D’autres bailleurs de fonds ont été reconnus pour leur soutien : Jigsaw (la branche de Google chargée de la censure qui mène des « recherches sur l’extrémisme et l’inoculation en ligne »), mentionné plus haut, et le projet JITSUVAX (Joint Initiative on Tailored Strategies for Vaccine Uptake- initiative conjointe sur les stratégies façonnées pour l’acceptation du vaccin) de l’UE Horizon 2020, mis en place pour lutter contre « l’hésitation vaccinale ».
Il convient de noter que Pfizer, en collaboration avec BioNTech, a largement bénéficié du financement d’Horizon 2020 pour le développement et la production à grande échelle du vaccin COVID à base d’ARNm (Comirnaty/BNT162b2). La Commission européenne a alloué 2,15 milliards d’euros pour des accords d’achat anticipé dans le cadre de l’instrument de soutien d’urgence d’Horizon 2020, afin de soutenir la fabrication et l’approvisionnement du vaccin.
Le 23 septembre 2025, Alphabet (la société mère de Google et YouTube) a admis devant Jim Jordan, président de la commission judiciaire de la Chambre des représentants des États-Unis, que « l’administration Biden a fait pression sur Google pour qu’il censure des Américains et supprime des contenus qui n’enfreignaient pas les règles de YouTube « .
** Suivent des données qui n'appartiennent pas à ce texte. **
PR #113, opened 2023-11-29
Add ip_range_whitelist

amandahla:
### Overview

Add configuration ip_range_whitelist

https://matrix-org.github.io/synapse/latest/usage/configuration/config_documentation.html#ip_range_whitelist

If is not set, nothing is added to the configuration file and the default value is empty.

### Rationale

Add configuration ip_range_whitelist

### Checklist

- [X] The [charm style guide](https://juju.is/docs/sdk/styleguide) was applied
- [X] The [contributing guide](https://github.com/canonical/is-charms-contributing-guide) was applied
- [X] The changes are compliant with [ISD054 - Manging Charm Complexity](https://discourse.charmhub.io/t/specification-isd014-managing-charm-complexity/11619)
- [X] The documentation is generated using `src-docs`
- [X] The documentation for charmhub is updated.
- [X] The PR is tagged with appropriate label (`urgent`, `trivial`, `complex`)


config.yaml
```diff
@@ -19,6 +19,13 @@ options:
     type: string
     description: Comma separated list of domains to be allowed to federate.
     default: ''
+  ip_range_whitelist:
```
varshigupta12, line 22: Do we need to "whitelist" here? Can we use allowlist instead just to keep the code inclusive?

amandahla: Unfortunately, this is how the configuration is set in Synapse:
https://matrix-org.github.io/synapse/latest/usage/configuration/config_documentation.html#ip_range_whitelist
I'm afraid that changing it here to a different name might be confusing.

src/charm_state.py
```diff
@@ -196,9 +183,8 @@ def from_charm(
         Raises:
             CharmConfigInvalidError: if the charm configuration is invalid.
         """
-        synapse_config = {k: v for k, v in charm.config.items() if k in KNOWN_CHARM_CONFIG}
         try:
-            valid_synapse_config = SynapseConfig(**synapse_config)  # type: ignore
+            valid_synapse_config = SynapseConfig(**dict(charm.config.items()))  # type: ignore
```
jdkandersson, line 187: Is the `type: ignore` still needed? If so, what is the reason for needing it please?

src/charm_state.py
```diff
@@ -94,6 +80,7 @@ class SynapseConfig(BaseModel):  # pylint: disable=too-few-public-methods
     enable_mjolnir: bool = False
     enable_password_config: bool = True
     federation_domain_whitelist: str | None = Field(None)
+    ip_range_whitelist: str | None = Field(None)
```
jdkandersson, line 83: Should we do some more validation here? I noticed that later we're splitting it by comma, stripping whitespace and I'm guessing relying on some formatting of IP addresses?

tests/unit/test_synapse_workload.py
```diff
@@ -22,6 +22,94 @@
...
+          port: 8080
+          bind_addresses:
+            - "::"
+    """
+    text_io_mock = io.StringIO(config_content)
+    pull_mock = Mock(return_value=text_io_mock)
+    push_mock = MagicMock()
+    container_mock = MagicMock()
+    monkeypatch.setattr(container_mock, "pull", pull_mock)
+    monkeypatch.setattr(container_mock, "push", push_mock)
```
jdkandersson, line 43: What is the reason for needing this? Doesn't harness provide a container with a filesystem now so we don't need to mock anymore?

jdkandersson: @weiiwang01 wrote that feature 🙂

tests/unit/test_synapse_workload.py
```diff
@@ -22,6 +22,94 @@
...
+
+    expected_first_domain = "foo1"
+    expected_second_domain = "foo2"
+    harness.update_config(
+        {"ip_range_whitelist": f"{expected_first_domain},{expected_second_domain}"}
```
jdkandersson, line 48: This is somewhat limited testing, should we add a [pytest parametrize](https://docs.pytest.org/en/7.1.x/how-to/parametrize.html) with a bunch of valid options?

tests/unit/test_synapse_workload.py
amandahla: But would this be applicable here since the test is mocking the container to check how the pull/push are being called?

tests/unit/test_synapse_workload.py
amandahla: I changed my approach actually. Instead of adding unit test for this, I created an integration test that check if the configuration is validated or not.

src/charm_state.py
amandahla: Instead of re-creating the validation that Synapse does, I found out that there is a script that validates the entire configuration file that will be called by the method validate_config. If there is something wrong, the charm will be blocked so the user can review the configuration.

jdkandersson: Does it say specifically what is wrong? There also seem to be charm specific things like that it is a comma-separated list, right?

amandahla: Yes, it does. Here is an example of the output that will be available in the log: `('Invalid IP range provided: banana.', ('ip_range_whitelist',))`

tests/unit/test_synapse_workload.py
amandahla: I'll close this comment since is outdated so new comments can be made in this new version but feel free to re-open it.

tests/unit/test_synapse_workload.py
amandahla: I'll close this comment since is outdated so new comments can be made in this new version but feel free to re-open it.

src/synapse/workload.py
```diff
@@ -366,6 +366,42 @@ def enable_allow_public_rooms_over_federation(container: ops.Container) -> None:
...
+
+    Args:
+        charm_state: Instance of CharmState.
+
+    Returns:
+        IP range whitelist as expected by Synapse or None.
+    """
+    # The field is validated in enable_ip_range_whitelist
+    whitelist = charm_state.synapse_config.ip_range_whitelist
+    return [item.strip() for item in whitelist.split(",")]  # type: ignore[union-attr]
```
jdkandersson, line 380: Since we're doing the logic of splitting and stripping whitespace, should there be a unit test covering:

1. empty list
2. single item list
3. multiple item list
4. item with leading whitespace
5. item with trailing whitespace

tests/unit/test_synapse_workload.py
```diff
@@ -72,6 +72,98 @@ def test_allow_public_rooms_over_federation_error(monkeypatch: pytest.MonkeyPatc
...
+def test_enable_ip_range_whitelist_error(harness: Harness, monkeypatch: pytest.MonkeyPatch):
+    """
+    arrange: set mock container with file.
+    act: update ip_range_whitelist config and call enable_smtp.
+    assert: raise WorkloadError in case of error.
+    """
+    error_message = "Error pulling file"
+    path_error = ops.pebble.PathError(kind="fake", message=error_message)
+    pull_mock = MagicMock(side_effect=path_error)
+    container_mock = MagicMock()
```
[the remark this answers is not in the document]
jdkandersson: https://docs.python.org/3/library/unittest.mock.html#unittest.mock.Mock

tests/unit/test_synapse_workload.py
```diff
@@ -72,6 +72,98 @@ def test_allow_public_rooms_over_federation_error(monkeypatch: pytest.MonkeyPatc
...
+          port: 8080
+          bind_addresses:
+            - "::"
+    """
+    text_io_mock = io.StringIO(config_content)
+    pull_mock = Mock(return_value=text_io_mock)
+    push_mock = MagicMock()
+    container_mock = MagicMock()
+    monkeypatch.setattr(container_mock, "pull", pull_mock)
+    monkeypatch.setattr(container_mock, "push", push_mock)
```
jdkandersson, line 158: Similar to above, could we just construct one MagicMock and rely on that attributes are automatically generated? That way we save a few lines here

src/charm_state.py
amandahla: Sure, this is the message:
```python
lint run-test: commands[5] | mypy /home/amanda/Canonical/synapse-operator/src/ /home/amanda/Canonical/synapse-operator/tests/
src/charm_state.py:191: error: Argument 1 to "SynapseConfig" has incompatible type "**dict[str, str]"; expected "bool"  [arg-type]
src/charm_state.py:191: error: Argument 1 to "SynapseConfig" has incompatible type "**dict[str, str]"; expected "int | None"  [arg-type]
Found 2 errors in 1 file (checked 33 source files)
```

src/synapse/workload.py
```diff
@@ -366,6 +366,42 @@ def enable_allow_public_rooms_over_federation(container: ops.Container) -> None:
         raise WorkloadError(str(exc)) from exc
 
 
+def _create_ip_range_whitelist(charm_state: CharmState) -> list[str]:
```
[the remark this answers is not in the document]
amandahla: Good point, changed.

tests/unit/test_synapse_workload.py
```diff
@@ -72,6 +72,98 @@ def test_allow_public_rooms_over_federation_error(monkeypatch: pytest.MonkeyPatc
...
+    container_mock = MagicMock()
+    monkeypatch.setattr(container_mock, "pull", pull_mock)
+
+    with pytest.raises(synapse.WorkloadError, match=error_message):
+        expected_first_domain = "foo1"
+        expected_second_domain = "foo2"
+        harness.update_config(
+            {"ip_range_whitelist": f"{expected_first_domain},{expected_second_domain}"}
+        )
+        harness.begin()
```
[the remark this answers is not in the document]
amandahla: Since the validation was changed, this test now checks if the charm status is blocked instead of catching an Exception.

tests/unit/test_synapse_workload.py
```diff
@@ -72,6 +72,98 @@ def test_allow_public_rooms_over_federation_error(monkeypatch: pytest.MonkeyPatc
...
+    """
+    text_io_mock = io.StringIO(config_content)
+    pull_mock = Mock(return_value=text_io_mock)
+    push_mock = MagicMock()
+    container_mock = MagicMock()
+    monkeypatch.setattr(container_mock, "pull", pull_mock)
+    monkeypatch.setattr(container_mock, "push", push_mock)
+
+    harness.begin()
+    synapse.enable_ip_range_whitelist(container_mock, harness.charm._charm_state)
```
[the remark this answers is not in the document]
amandahla: Done.

src/synapse/workload.py
```diff
@@ -265,6 +265,27 @@ def execute_migrate_config(container: ops.Container, charm_state: CharmState) ->
...
+    validate_config_result = _exec(
+        container, ["/usr/bin/python3", "-m", "synapse.config", "-c", SYNAPSE_CONFIG_PATH]
+    )
+    if validate_config_result.exit_code:
+        logger.error(
+            "validate config failed, stdout: %s, stderr: %s",
+            validate_config_result.stdout,
+            validate_config_result.stderr,
+        )
+        raise WorkloadError("Validate config failed, please review your charm configuration")
```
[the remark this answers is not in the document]
amandahla: But I changed it to make it more clear to check  the logs.

tests/unit/test_synapse_workload.py
```diff
@@ -108,33 +133,26 @@ def test_enable_ip_range_whitelist_success(ip_range_whitelist: str, harness: Har
             "listeners": [
                 {"type": "http", "port": 8080, "bind_addresses": ["::"]},
             ],
-            "ip_range_whitelist": synapse.workload._create_ip_range_whitelist(
-                harness.charm._charm_state
-            ),
+            "ip_range_whitelist": synapse.workload._create_ip_range_whitelist(ip_range_whitelist),
```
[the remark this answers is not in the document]
amandahla: Good point, changed.

tests/unit/test_synapse_workload.py
```diff
@@ -129,11 +129,12 @@ def test_enable_ip_range_whitelist_success(ip_range_whitelist: str, harness: Har
 
     with open(config_path, encoding="utf-8") as config_file:
         content = yaml.safe_load(config_file)
+        expected_ip_range_whitelist = [item.strip() for item in ip_range_whitelist.split(",")]
```
jdkandersson, line 132: I would suggest making this a hardcoded value in the param since this is essentially doing the same thing as the code. For example:

```python
@pytest.mark.parametrize(
    "ip_range_whitelist, expected_ip_range_whitelist",
    [
...
        pytest.param(
            "10.10.10.10 ",
            ["10.10.10.10"],
            id="single_item_trailing_whitespace",
            marks=pytest.mark.xfail(strict=True),
        ),
...
    ],
)
def test_enable_ip_range_whitelist_success(ip_range_whitelist: str, expected_ip_range_whitelist: list[str], harness: Harness):
```

That way we clearly state the input and expected output for each test and avoid accidental bugs in the test code leading to tests unexpectedly passing

nrobinaubertin (dismissed):

src/synapse/workload.py
```diff
@@ -366,6 +387,41 @@ def enable_allow_public_rooms_over_federation(container: ops.Container) -> None:
...
+def _create_ip_range_whitelist(ip_range_whitelist: str) -> list[str]:
+    """Format IP range whitelist.
+
+    Args:
+        ip_range_whitelist: ip_range_whitelist configuration.
+
+    Returns:
+        IP range whitelist as expected by Synapse or None.
+    """
+    return [item.strip() for item in ip_range_whitelist.split(",")]
```
yanksyoon, line 399: A minor question, would this require to be a list, or could immutable tuple suffice?

yanksyoon (approved):
LGTM!

src/synapse/workload.py
amandahla: Since the values will not be modified, it could be a tuple. I'll modify that in this PR https://github.com/canonical/synapse-operator/pull/119
thanks!

tests/unit/test_synapse_workload.py
amandahla: Thanks,I'll modify that and for following tests in this PR that is related to this configuration
https://github.com/canonical/synapse-operator/pull/119

config.yaml
amandahla: I'll mark this as resolved but feel free to re-open. I can modify that in this ongoing PR
https://github.com/canonical/synapse-operator/pull/119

Cependant, dans une lettre du 8 mai 2023 adressée au conseiller juridique d’Alphabet, Jordan a noté qu' »Alphabet n’a pas produit un volume appréciable de ces documents détenus par Mandiant, Jigsaw et d’autres filiales ». À ce jour, il n’existe aucune preuve publique montrant qu’Alphabet a soumis des documents détenus par Jigsaw en réponse à la citation à comparaître de la commission judiciaire de la Chambre des représentants.
En fin de compte, les « jeux » d’inoculation de l’OTAN révèlent une évolution effrayante des opérations psychologiques : des tracts de la guerre froide aux incitations numériques qui nous conditionnent à rejeter la dissidence avant même qu’elle ne se forme. Alors que l’enquête Jordan révèle le rôle de Jigsaw dans ce réseau, une chose est claire : la bataille pour la vérité n’est pas une question de vaccins ou d’élections ; il s’agit de savoir qui a le droit de définir la réalité. Si nous laissons l »adaptabilité » devenir un code de conformité, la démocratie n’est pas seulement en danger, elle sera constamment vaccinée contre.